Dans le tumulte économique actuel, une entrepreneure québécoise du secteur de la restauration exprime sa frustration profonde face à l’explosion des coûts des aliments.

Sur TikTok, via sa page @la_petite_boite_a_lunch, elle partage une anecdote criante : une caisse de 25 livres de tomates facturée 115 $, un prix exorbitant pour des produits ordinaires utilisés dans des sandwichs, salades et desserts.

@la_petite_boite_a_lunch

« Des caisses de tomates à 115 $… ce n’est pas possible… » Cette déclaration virale met en lumière les défis insurmontables des petits restaurateurs qui peinent à survivre.

L’économie pèse lourdement sur les épaules des entrepreneurs en restauration au Québec.

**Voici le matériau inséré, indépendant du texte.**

PR #1221, opened 2016-02-26
[WIP] NHibernate timeout cleanup configuration

tmasternak:


tmasternak:
This option will not be supported.

PR #1231, opened 2016-02-29
Removed statement about `await Task.FromResult` from upgrade guide

danielmarbach:
The statement with `await Task.FromResult` was weird. Removed it for better clarity. It was also not clear to what "this" was referring to.

### DIFF
--- a/nservicebus/upgrades/5to6.md
+++ b/nservicebus/upgrades/5to6.md
@@ -32,9 +32,9 @@ In previous versions of NServiceBus, to send messages or publish messages within
 
 ## Message handlers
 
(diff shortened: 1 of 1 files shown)


danielmarbach:
The question is:

Should we still add

> You may mark your handle method `async`

? I think it is redundant since it is already stated above. Or maybe we can structure it better with subtitles about async vs sync handlers. Thoughts?

indualagarsamy:
@danielmarbach - I like your idea of providing more info as Async vs Sync handlers.

weralabaj:
Not sure how much you want to cover in "Async vs Sync handlers", would it make sense to make it a separate article (guidance content) and only link from here?
If that's just 2-3 sentences though then let's do it here.

SimonCropp:
@indualagarsamy @weralabaj @danielmarbach happy with more info being provided elsewhere. but this PR is incrementally better and should not be blocked by a more significant effort in terms of documenting async

PR #1242, opened 2016-03-02
Clarifying time sent header

andreasohlund:


nservicebus/operations/performance-counters.md
```diff
@@ -36,6 +36,7 @@ Since all performance counters in Windows are exposed via Windows Management Ins
 
 Monitors the age of the oldest message in the queue. This takes into account the whole chain, from the message being sent from the client machine until successfully processed by the server. Define an SLA for each of your endpoints and use the `CriticalTime` counter to make sure you adhere to it.
 
+Note: TimeSent is captured when the call to emit the message is performed even though the [batching](/nservicebus/messaging/batched-dispatch.md) introduced in Version 6 means that the message will be handed over to the tranport infrastructure at a later time. This means that slow calls in handlers happening **after** the outgoing operation will be included in "TimeSent".
```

Avec l’inflation alimentaire prévue à 4 à 6% en 2026, une famille moyenne devra débourser près de 17 572 $ pour se nourrir, soit presque 1 000 $ de plus qu’en 2025. Les légumes, comme les tomates, voient leurs prix grimper de 3 à 5%, impactés par les aléas climatiques, la hausse des coûts de transport et l’essence. Autrefois vendues autour de 35 $ pour 20 livres en saison, ces caisses atteignent désormais des sommets injustifiables, forçant les propriétaires à renvoyer des commandes entières.

Les restaurateurs vivent « d’amour et d’eau pure », comme le décrit l’entrepreneure, travaillant sans relâche pour couvrir les factures sans marges bénéficiaires. Les profits d’antan ont fondu, alors que les coûts des matières premières flambent : viandes en hausse de 5 à 7%, produits secs jusqu’à 6%. « On ne fait que travailler pour payer nos factures. Un jour, il va falloir vraiment que ça change. » Les clients blâment les hausses de menu, ignorant que les restaurateurs « travaillent quasiment gratuitement » face à cette spirale inflationniste.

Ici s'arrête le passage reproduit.